Directions for this task ->
Identify all lines of the data containing the string "something" and copy them.

===== Input material =====

PR #30, opened 2022-02-21
Process Explorer API

lilla28:
A basic API for (local) Process Explorer


process explorer/backend/LocalCollector/Connections/IConnectionInfo.cs
```diff
@@ -0,0 +1,86 @@
...
+        public string? LocalEndpoint { get;  set; }
+        public string? RemoteEndpoint { get;  set; }
+        public string? RemoteApplication { get;  set; }
+        public string? RemoteHostname { get;  set; }
+        public ConcurrentDictionary<string, string>? ConnectionInformation { get; set; }
+        public ConnectionStatus GetConnectionStatus(object clientStatus);
+    }
+    public class DummyConnectionInfo : IConnection
+    {
+        public DummyConnectionInfo(ref ClientWebSocket client, Uri remote)
```
ztanczos, line 29: Same comment here: why do you need the ref keyword?

BalassaMarton:
Files are all over the place. Why are a bunch of files under `src/LocalCollector` and others under `process explorer/backend`?

process explorer/backend/LocalCollector/InfoAggregator.cs
```diff
@@ -0,0 +1,59 @@
...
+        public Guid? Id { get; set; } = default;
+        public AppUserInfo User { get; set; }
+        public RegistrationMonitor? Registrations { get; set; } = default;
+        public EnvironmentMonitor? EnvironmentVariables { get; set; } = default;
+        public ConnectionMonitor? Connections { get; set; } = default;
+        public ModuleMonitor? Modules { get; set; } = default;
+        public ProcessMonitor Processses { get; set; }
+
+        //SAMPLE MESSAGE SENDING?
+        public async void SendMessage(string url)
```
ztanczos, line 42: If possible try to avoid async void methods: https://docs.microsoft.com/en-us/archive/msdn-magazine/2013/march/async-await-best-practices-in-asynchronous-programming

process explorer/backend/LocalCollector/Processes/ProcessInfo.cs
```diff
@@ -0,0 +1,227 @@
...
+                    PagedMemoryUsage = process.PagedMemorySize64;
+                    NonPagedMemoryUsage = process.NonpagedSystemMemorySize64;
+                    PagedSystemMemoryUsage = process.PagedSystemMemorySize64;
+                    NonPagedSystemMemoryUsage = process.NonpagedSystemMemorySize64;
+                    PrivateMemoryUsage = process.PrivateMemorySize64;
+                    IsLinux = (RuntimeInformation.IsOSPlatform(OSPlatform.OSX) || RuntimeInformation.IsOSPlatform(OSPlatform.Linux));
+                    
+                    if (!IsLinux)
+                    {
+                        Children = GetChildProcessesWindows(process);
```
ztanczos, line 58: This class is doing too much. You could use one abstraction to get certain attributes, and that one abstraction could have multiple - OS-specific - implementations

src/LocalCollector/Connections/IConnectionInfo.cs
```diff
@@ -0,0 +1,85 @@
...
+            } }
+        public string? Name { get; set; }
+        public string? LocalEndpoint { get; set; }
+        public string? RemoteEndpoint { get; set; }
+        public string? RemoteApplication { get; set; }
+        public string? RemoteHostname { get; set; }
+        public ConcurrentDictionary<string, string>? ConnectionInformation { get; set; }
+        public Guid? Id { get; init;  }
+
+        private bool SetField<T>(ref T status, T value)
```
ztanczos, line 65: Why do you need this method?

process explorer/backend/LocalCollector/Processes/ProcessInfo.cs
```diff
@@ -0,0 +1,227 @@
...
+                {
+                    ProcessId = process.Id;
+                    ProcessName = process.ProcessName;
+                    PriorityLevel = process.BasePriority;
+                    PagedMemoryUsage = process.PagedMemorySize64;
+                    NonPagedMemoryUsage = process.NonpagedSystemMemorySize64;
+                    PagedSystemMemoryUsage = process.PagedSystemMemorySize64;
+                    NonPagedSystemMemoryUsage = process.NonpagedSystemMemorySize64;
+                    PrivateMemoryUsage = process.PrivateMemorySize64;
+                    IsLinux = (RuntimeInformation.IsOSPlatform(OSPlatform.OSX) || RuntimeInformation.IsOSPlatform(OSPlatform.Linux));
```
ztanczos, line 54: Why do we care about anything other than Windows? Did I miss something? :)

kruplm:
> Files are all over the place. Why are a bunch of files under `src/LocalCollector` and others under `process explorer/backend`?

She had to create a LocalCollector, which's a separate service. So maybe it's worth to restructure the project a bit. Does it make sense to move the content of '`process explorer/backend/ProcessExplorer` one level up?

process explorer/backend/LocalCollector/Connections/CurrentConnections.cs
```diff
@@ -0,0 +1,41 @@
...
+namespace ProcessExplorer.Entities.Connections
+{
+    public class ConnectionMonitor 
+    {
+        public List<IConnection> connections;
+        public ConnectionMonitor()
+        {
+            connections = new List<IConnection>();
+        }
+        public void AddConnection(ref IConnection connectionInfo)
```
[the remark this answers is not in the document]
lilla28: For one of my following steps, i want to check if the status has been changed and trigger an event or something like that, but i've deleted the ref keyword, because that's not the right way.

process explorer/backend/LocalCollector/InfoAggregator.cs
lilla28: Thanks, i've corrected it! :)

src/LocalCollector/Connections/IConnectionInfo.cs
lilla28: i was playing with INotifyPropertyChanged interface, and that's why i left there -for later work.  But i will delete it for the next commit.

kruplm:
LGTM. If there's nothing else which you'd like to be improved from the C# perspective, then we can merge this.

process explorer/backend/ProcessExplorer/Processes/IProcessGenerator.cs
```diff
@@ -0,0 +1,247 @@
...
+
+    public class ProcessInfoLinux : IProcessGenerator
+    {
+        internal ProcessInfoLinux()
+        {
+
+        }
+        private string RunLinuxPSCommand(Process process, string command)
+        {
+            object locker = new object();
```
ztanczos, line 49: If the intent here is that only one thread should be able to access the critical section below then this wouldn't work since each thread would create its own 'locker' instance.

ztanczos:
I'd recommend a 'one class per file' rule (except for private / nested classes).

process explorer/backend/LocalCollector/Connections/Connection.cs
```diff
@@ -0,0 +1,73 @@
...
+        }
+
+        public ConnectionDto Data { get; set; }
+
+        public string StatusChanged(WebSocketState clientStatus)
+        {
+            var clientState = clientStatus;
+
+            if (clientState == WebSocketState.Open)
+                return ConnectionStatus.Running.ToString();
```
ztanczos, line 66: enum.ToString is a surprisingly slow operation. I'd recommend a different approach here.

process explorer/backend/LocalCollector/InfoAggregator.cs
```diff
@@ -0,0 +1,69 @@
...
+                if (responseMessage.IsSuccessStatusCode)
+                {
+                    Uri? infoUrl = responseMessage.Headers.Location;
+                    Console.WriteLine(infoUrl);
+                }
+            }
+        }
+        public void Send(string url)
+        {
+            var task = SendMessage(url);
```
ztanczos, line 55: What's the intent here? Here you're essentially making an asynchronous call synchronous by blocking the caller thread.

process explorer/backend/LocalCollector/InfoAggregator.cs
```diff
@@ -0,0 +1,69 @@
...
+            Data.Registrations = registrations;
+            Data.Modules = modules;
+        }
+        
+        public InfoAggregatorDto Data { get; set; }
+
+        //SAMPLE MESSAGE SENDING
+        private async Task SendMessage(string url)
+        {
+            using (var client = new HttpClient())
```
ztanczos, line 39: I'm not sure I understand the context here but it seems you're using HttpClient wrong: see https://docs.microsoft.com/en-us/dotnet/architecture/microservices/implement-resilient-applications/use-httpclientfactory-to-implement-resilient-http-requests for details

process explorer/backend/LocalCollector/User/Machine.cs
```diff
@@ -0,0 +1,47 @@
...
+            {
+                Data.MachineName = Environment.MachineName;
+                Data.IsUnix = (RuntimeInformation.IsOSPlatform(OSPlatform.OSX) || RuntimeInformation.IsOSPlatform(OSPlatform.Linux));
+                Data.OSVersion = Environment.OSVersion;
+                Data.Is64BIOS = Environment.Is64BitOperatingSystem;
+                Data.Is64BitProcess = Environment.Is64BitProcess;
+            }
+            catch (Exception ex)
+            {
+                throw new Exception(ex.Message);
```
ztanczos, line 42: Don't do this. This way you're losing the original exception, the stacktrace, etc. If you can't/don't want to do anything with the exception then don't catch it.

process explorer/backend/ProcessExplorer/Processes/IProcessGenerator.cs
```diff
@@ -0,0 +1,245 @@
...
+                    }
+                }
+            }
+            return list;
+        }
+    }
+
+    public class ProcessInfoLinux : IProcessGenerator
+    {
+        object locker = new object();
```
ztanczos, line 44: private readonly

process explorer/backend/ProcessExplorer/Processes/IProcessGenerator.cs
```diff
@@ -0,0 +1,245 @@
...
+                "Where TargetInstance ISA 'Win32_Process' ";
+
+                Watcher = new ManagementEventWatcher(Scope, new EventQuery(WmiQuery));
+                Watcher.EventArrived += new EventArrivedEventHandler(WmiEventHandler);
+                Watcher.Start();
+                //Watcher.Stop();
+            }
+            catch (Exception)
+            {
+                throw new ApplicationException("Error while reading the processes.");
```
ztanczos, line 216: https://docs.microsoft.com/en-us/dotnet/api/system.applicationexception?view=net-6.0
"You should not throw an [ApplicationException](https://docs.microsoft.com/en-us/dotnet/api/system.applicationexception?view=net-6.0) exception in your code,"

process explorer/backend/LocalCollector/EnvironmentVariables/EnvironmentVariableMonitor.cs
```diff
@@ -0,0 +1,31 @@
...
+    public class EnvironmentMonitorDto
+    {
+        public ConcurrentDictionary<string, string>? EnvironmentVariables { get; set; } = new ConcurrentDictionary<string, string>();
+
+        public static EnvironmentMonitorDto FromEnvironment()
+        {
+            var envs = new EnvironmentMonitorDto();
+            if (envs.EnvironmentVariables != null)
+            {
+                lock (envs.EnvironmentVariables)
```
ztanczos, line 17: Guidelines
When you synchronize thread access to a shared resource, lock on a dedicated object instance (for example, private readonly object balanceLock = new object();) or another instance that is unlikely to be used as a lock object by unrelated parts of the code. 
https://docs.microsoft.com/en-us/dotnet/csharp/language-reference/statements/lock

process explorer/backend/ProcessExplorer/Processes/ProcessMonitor.cs
```diff
@@ -0,0 +1,375 @@
...
+        private async void TryDeleteChildProcesses(int pid)
+        {
+            try
+            {
+                lock (Data.Processes)
+                {
+                    foreach (var process in Data.Processes)
+                    {
+                        if (process.Children != default)
+                            lock (process.Children)
```
Sly1024, line 183: I don't think we need a second lock here. There's a lock on a common object (Data.Processes) which prevents other threads from entering this block anyway.

process explorer/backend/LocalCollector/Connections/ConnectionMonitor.cs
```diff
@@ -0,0 +1,38 @@
...
+    {
+        public ConnectionMonitorDto Data { get; set; } = new ConnectionMonitorDto();
+        public ConnectionMonitor()
+        {
+            Data.Connections = new SynchronizedCollection<ConnectionDto>();
+        }
+        public ConnectionMonitor(SynchronizedCollection<ConnectionDto> connections)
+            => this.Data.Connections = connections;
+        public void AddConnection(ConnectionDto connectionInfo)
+            => Data?.Connections?.Add(connectionInfo);
```
ztanczos, line 17: The null-checks are inconsistent in this class. Either you should check for null everywhere if that's a valid state or if this.Data cannot be null then you should remove the null checks.

process explorer/backend/LocalCollector/Modules/ModuleMonitorDto.cs
```diff
@@ -0,0 +1,30 @@
...
+            var monduleMonitor = new ModuleMonitorDto();
+            var assemblies = AppDomain.CurrentDomain.GetAssemblies();
+            lock (locker)
+            {
+                foreach (var assembly in assemblies)
+                {
+                    var modules = assembly.GetLoadedModules();
+                    foreach (var module in modules)
+                    {
+                        monduleMonitor?.CurrentModules?.Add(ModuleDto.FromModule(assembly, module));
```
ztanczos, line 23: moduleMonitor cannot be null here.

process explorer/backend/ProcessExplorer/Processes/ProcessGeneratorBase.cs
```diff
@@ -0,0 +1,247 @@
...
+        /// </summary>
+        /// <param name="process"></param>
+        /// <returns></returns>
+        public bool IsComposeProcess(object process)
+        {
+            try
+            {
+                var proc = process as Process;
+                if (proc is not null && ProcessMonitor.ComposePID != default)
+                    while (proc?.Id != 0)
```
ztanczos, line 152: You checked that proc is not null one line above.

process explorer/backend/ProcessExplorer/Processes/ProcessMonitor.cs
```diff
@@ -275,15 +291,24 @@ private async Task<bool> TryDeleteMainProcesses(int pid)
...
+                Data.Processes[index].ProcessStatus = Status.Terminated.ToStringCached();
+            }
+        }
+
         /// <summary>
         /// Delays the removing process from the list.
         /// </summary>
         /// <param name="item"></param>
-        private async void DeleteFromListAfter1Minute(ProcessInfoDto item)
+        private void DeleteFromListAfter1Minute(ProcessInfoDto item, int delay)
```
Sly1024, line 353: I would remove the "1Minute" from the name here. Maybe "RemoveAfterTimeout".
It seems that the "DelayTime" is accessible from this method, so you don't need to pass it as an argument.

process explorer/backend/ProcessExplorer/Processes/Interfaces/IProcessMonitor.cs
```diff
@@ -15,6 +15,7 @@ public interface IProcessMonitor
         void KillProcessByName(string processName);
         void SetSubribeUrl(string url);
         void SetComposePID(int pid);
+        void SetDelay(int delay);
```
Sly1024, line 18: I think the word "delay" alone does not communicate what is being delayed. We need something like "SetDeadProcessRemovalDelay".

process explorer/backend/ProcessExplorer/Processes/ProcessMonitor.cs
```diff
@@ -17,6 +17,11 @@ public class ProcessMonitor : IProcessMonitor
         /// </summary>
         public static int ComposePID { get; set; }
 
+        /// <summary>
+        /// Delay time for keeping the process in the list after it is terminated.
+        /// </summary>
+        public static int DelayTime { get; set; } = 60000;
```
Sly1024, line 24: I would add the unit in the comment to make it clear that this number is interpreted as **milliseconds**, not seconds or minutes, etc.
That brings up the other question: Do we want this to be controlled with millisecond precision? I think **seconds** would be a better unit.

=====

Reply to the exercise ->
ztanczos, line 54: Why do we care about anything other than Windows? Did I miss something? :)
lilla28: For one of my following steps, i want to check if the status has been changed and trigger an event or something like that, but i've deleted the ref keyword, because that's not the right way.
Sly1024, line 18: I think the word "delay" alone does not communicate what is being delayed. We need something like "SetDeadProcessRemovalDelay".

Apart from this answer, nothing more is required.